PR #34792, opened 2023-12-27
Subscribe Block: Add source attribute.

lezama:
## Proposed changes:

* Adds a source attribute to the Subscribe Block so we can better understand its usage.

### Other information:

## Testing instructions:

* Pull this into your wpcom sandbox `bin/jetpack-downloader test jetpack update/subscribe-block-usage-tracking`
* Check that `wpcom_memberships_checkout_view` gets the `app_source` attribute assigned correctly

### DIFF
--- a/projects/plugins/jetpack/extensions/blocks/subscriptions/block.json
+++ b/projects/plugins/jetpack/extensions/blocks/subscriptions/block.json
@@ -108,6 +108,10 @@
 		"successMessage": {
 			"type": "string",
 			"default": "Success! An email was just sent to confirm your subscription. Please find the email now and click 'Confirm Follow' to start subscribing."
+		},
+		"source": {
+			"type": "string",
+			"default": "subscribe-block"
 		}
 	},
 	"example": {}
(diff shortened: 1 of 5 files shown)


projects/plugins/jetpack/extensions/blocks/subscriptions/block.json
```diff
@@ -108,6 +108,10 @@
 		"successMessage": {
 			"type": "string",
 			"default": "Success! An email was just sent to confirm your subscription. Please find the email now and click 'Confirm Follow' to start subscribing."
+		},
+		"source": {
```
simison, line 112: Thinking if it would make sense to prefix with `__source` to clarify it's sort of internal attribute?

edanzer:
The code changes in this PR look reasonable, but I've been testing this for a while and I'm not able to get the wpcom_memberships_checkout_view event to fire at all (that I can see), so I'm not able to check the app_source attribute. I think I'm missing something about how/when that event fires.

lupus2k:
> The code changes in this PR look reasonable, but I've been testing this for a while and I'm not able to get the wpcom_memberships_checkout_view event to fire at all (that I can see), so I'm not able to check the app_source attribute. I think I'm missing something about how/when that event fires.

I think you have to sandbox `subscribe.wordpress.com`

==

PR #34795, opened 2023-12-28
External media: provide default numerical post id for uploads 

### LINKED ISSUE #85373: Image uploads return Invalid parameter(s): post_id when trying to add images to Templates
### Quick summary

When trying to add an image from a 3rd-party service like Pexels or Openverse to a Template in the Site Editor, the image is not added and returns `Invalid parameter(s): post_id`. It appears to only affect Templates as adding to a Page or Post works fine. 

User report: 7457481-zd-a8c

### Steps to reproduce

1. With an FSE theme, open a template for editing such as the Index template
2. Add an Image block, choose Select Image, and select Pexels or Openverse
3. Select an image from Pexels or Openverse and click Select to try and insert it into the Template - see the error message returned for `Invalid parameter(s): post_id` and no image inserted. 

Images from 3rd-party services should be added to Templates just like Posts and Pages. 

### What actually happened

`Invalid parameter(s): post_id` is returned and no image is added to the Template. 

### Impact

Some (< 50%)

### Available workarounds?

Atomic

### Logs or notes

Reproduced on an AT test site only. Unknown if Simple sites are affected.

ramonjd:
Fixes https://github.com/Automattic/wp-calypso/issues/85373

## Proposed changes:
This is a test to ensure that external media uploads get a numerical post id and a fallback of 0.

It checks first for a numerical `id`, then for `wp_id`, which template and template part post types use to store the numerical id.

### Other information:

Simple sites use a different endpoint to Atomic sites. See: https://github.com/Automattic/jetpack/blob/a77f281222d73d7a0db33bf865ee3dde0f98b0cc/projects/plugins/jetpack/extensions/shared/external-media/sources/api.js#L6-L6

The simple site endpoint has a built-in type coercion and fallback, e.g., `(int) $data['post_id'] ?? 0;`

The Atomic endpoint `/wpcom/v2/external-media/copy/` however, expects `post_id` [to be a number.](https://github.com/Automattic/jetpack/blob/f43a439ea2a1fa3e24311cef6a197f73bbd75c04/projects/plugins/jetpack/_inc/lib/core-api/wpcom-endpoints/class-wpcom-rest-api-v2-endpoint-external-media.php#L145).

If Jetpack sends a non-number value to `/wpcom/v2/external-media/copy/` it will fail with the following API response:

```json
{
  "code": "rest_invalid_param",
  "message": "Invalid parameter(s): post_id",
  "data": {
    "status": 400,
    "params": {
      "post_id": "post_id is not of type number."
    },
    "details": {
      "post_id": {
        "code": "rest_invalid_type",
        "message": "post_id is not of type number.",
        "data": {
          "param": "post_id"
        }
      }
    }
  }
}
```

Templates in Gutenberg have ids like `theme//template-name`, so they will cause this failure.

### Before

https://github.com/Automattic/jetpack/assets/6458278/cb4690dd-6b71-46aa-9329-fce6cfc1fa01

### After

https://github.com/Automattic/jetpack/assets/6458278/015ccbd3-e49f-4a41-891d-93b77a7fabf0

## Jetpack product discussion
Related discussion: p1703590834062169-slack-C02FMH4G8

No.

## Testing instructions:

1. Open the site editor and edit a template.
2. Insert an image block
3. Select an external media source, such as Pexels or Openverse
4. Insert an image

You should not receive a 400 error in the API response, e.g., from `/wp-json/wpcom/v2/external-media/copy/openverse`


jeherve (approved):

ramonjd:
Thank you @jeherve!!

> [What is required]
An exact copy of the lines above, from the one containing "PR #34792, opened 2023-12-27" down to the one containing "Pull this into" and including both, is the whole answer; retype it and nothing else.

> [Solved problem]
PR #34792, opened 2023-12-27
Subscribe Block: Add source attribute.

lezama:
## Proposed changes:

* Adds a source attribute to the Subscribe Block so we can better understand its usage.

### Other information:

## Testing instructions:

* Pull this into your wpcom sandbox `bin/jetpack-downloader test jetpack update/subscribe-block-usage-tracking`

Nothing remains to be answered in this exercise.